I have two tables
- Export
Name Type Collation Attributes Null Default Extra
id int(10) utf8_unicode_ci UNSIGNED No None AUTO_INCREMENT
email varchar(150) utf8_unicode_ci No None
city_id int(11) utf8_unicode_ci Yes NULL
Indexes
Type Unique Packed Column Cardinality Collation Null
id BTREE Yes No id 769169 A No
email_index BTREE Yes No email 769169 A No
city_id_index BTREE No No city_id. 6356 A Yes
- Export history
Name Type Collation Attributes Null Default Extra
id int(10) utf8_unicode_ci UNSIGNED No None AUTO_INCREMENT
email varchar(255) utf8_unicode_ci No None
Indexes
Type Unique Packed Column Cardinality Collation Null
id BTREE Yes No id 113887 A No
email_index BTREE No No email 113887 A No
I need to get a top city ids which have the most emails (users). Also there is export_history table.

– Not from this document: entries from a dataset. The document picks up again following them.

PR #71, opened 2022-06-02
Migrate to `windows-sys`

### LINKED ISSUE #68: Migrate to `windows`/`-sys` crate
`winapi` is a community-maintained crate for windows bindings that has received only a single update in the last year. Microsoft has officially released their own set of bindings providing both a raw low-level crate, `windows-sys`, and a higherish-level crate (with some helper traits and etc), `windows`.

As the general Rust ecosystem is migrating to the new windows crates, `windows-service` should follow. It would be preferable to use the `windows-sys` crate over the `windows` crate to cut down compile times.

yescallop:
Closes #68. This is ready for review now. @faern

---
This change is [Reviewable](https://reviewable.io/reviews/mullvad/windows-service-rs/71)

### DIFF
--- a/CHANGELOG.md
+++ b/CHANGELOG.md
@@ -5,6 +5,8 @@ The format is based on [Keep a Changelog](http://keepachangelog.com/en/1.0.0/)
 and this project adheres to [Semantic Versioning](http://semver.org/spec/v2.0.0.html).
 
 ## [Unreleased]
+### Changed
+- Breaking: Change `winapi` dependency to `windows-sys`. This is a breaking change since some of the low level Windows types are exposed in the public API of this library.
 
 
 ## [0.4.0] - 2021-08-12
--- a/Cargo.toml
+++ b/Cargo.toml
@@ -15,6 +15,18 @@ default-target = "x86_64-pc-windows-msvc"
 
 [target.'cfg(windows)'.dependencies]
 bitflags = "1.3"
-err-derive = "0.3.0"
-winapi = { version = "0.3.9", features = ["dbt", "std", "winbase", "winerror", "winsvc"] }
-widestring = "0.5.0"
+err-derive = "0.3.1"
+widestring = "0.5.1"
+
+[target.'cfg(windows)'.dependencies.windows-sys]
+version = "0.36.1"
+features = [
+    "Win32_Foundation",
+    "Win32_Security",
+    "Win32_System_Power",
+    "Win32_System_RemoteDesktop",
+    "Win32_System_Services",
+    "Win32_System_SystemServices",
+    "Win32_System_WindowsProgramming",
+    "Win32_UI_WindowsAndMessaging",
+]
--- a/src/double_nul_terminated.rs
+++ b/src/double_nul_terminated.rs
@@ -1,6 +1,6 @@
 use std::ffi::{OsStr, OsString};
 use widestring::{NulError, WideCStr, WideCString, WideString};
-use winapi::shared::ntdef::LPWSTR;
+use windows_sys::core::PWSTR;
 
 /// A helper to join a collection of `OsStr` into a nul-separated `WideString` ending with two nul
 /// wide characters.
@@ -35,7 +35,7 @@ pub fn from_vec(source: &[impl AsRef<OsStr>]) -> Result<Option<WideString>, NulE
 ///
 /// Output:
 /// ["hello", "world"]
-pub unsafe fn parse_str_ptr(double_nul_terminated_string: LPWSTR) -> Vec<OsString> {
+pub unsafe fn parse_str_ptr(double_nul_terminated_string: PWSTR) -> Vec<OsString> {
     let mut results: Vec<OsString> = Vec::new();
 
     if !double_nul_terminated_string.is_null() {
--- a/src/sc_handle.rs
+++ b/src/sc_handle.rs
@@ -1,21 +1,21 @@
-use winapi::um::winsvc;
+use windows_sys::Win32::{Security, System::Services};
 
-/// A handle holder that wraps a low level [`winsvc::SC_HANDLE`].
-pub(crate) struct ScHandle(winsvc::SC_HANDLE);
+/// A handle holder that wraps a low level [`Security::SC_HANDLE`].
+pub(crate) struct ScHandle(Security::SC_HANDLE);
 
 impl ScHandle {
-    pub(crate) unsafe fn new(handle: winsvc::SC_HANDLE) -> Self {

I need to exclude emails from the results.
The end query looks like
Main query
SELECT COUNT(city_id) as city_count, city_id
FROM export e
WHERE NOT EXISTS (
SELECT * FROM export_history ehistory
WHERE e.email = ehistory.email
)
GROUP BY city_id
ORDER BY city_count DESC
LIMIT 5
Exec time is ~7 sec. The problem is that it takes about that much to execute.
Explain shows:
id select_type table type possible_keys key key_len ref rows Extra
1 PRIMARY e index NULL city_id_index 5 NULL 769169 Using where; Using temporary; Using filesort
2 DEPENDENT SUBQUERY ehistory ref email_index email_index 767 e.email 1 Using where; Using index
Please take into account that these two queries work very fast > 0.01 sec
Query 1
SELECT COUNT(city_id) as city_count, city_id
FROM export
GROUP BY city_id
ORDER BY city_count DESC
LIMIT 5
Exec time is ~0.1 sec
Query 2
SELECT *
FROM export e
WHERE NOT EXISTS (
SELECT * FROM export_history ehistory
WHERE e.email = ehistory.email
)
Exec time is ~0.02 sec
Could you please recommend any suggestions to improve performance of the main query?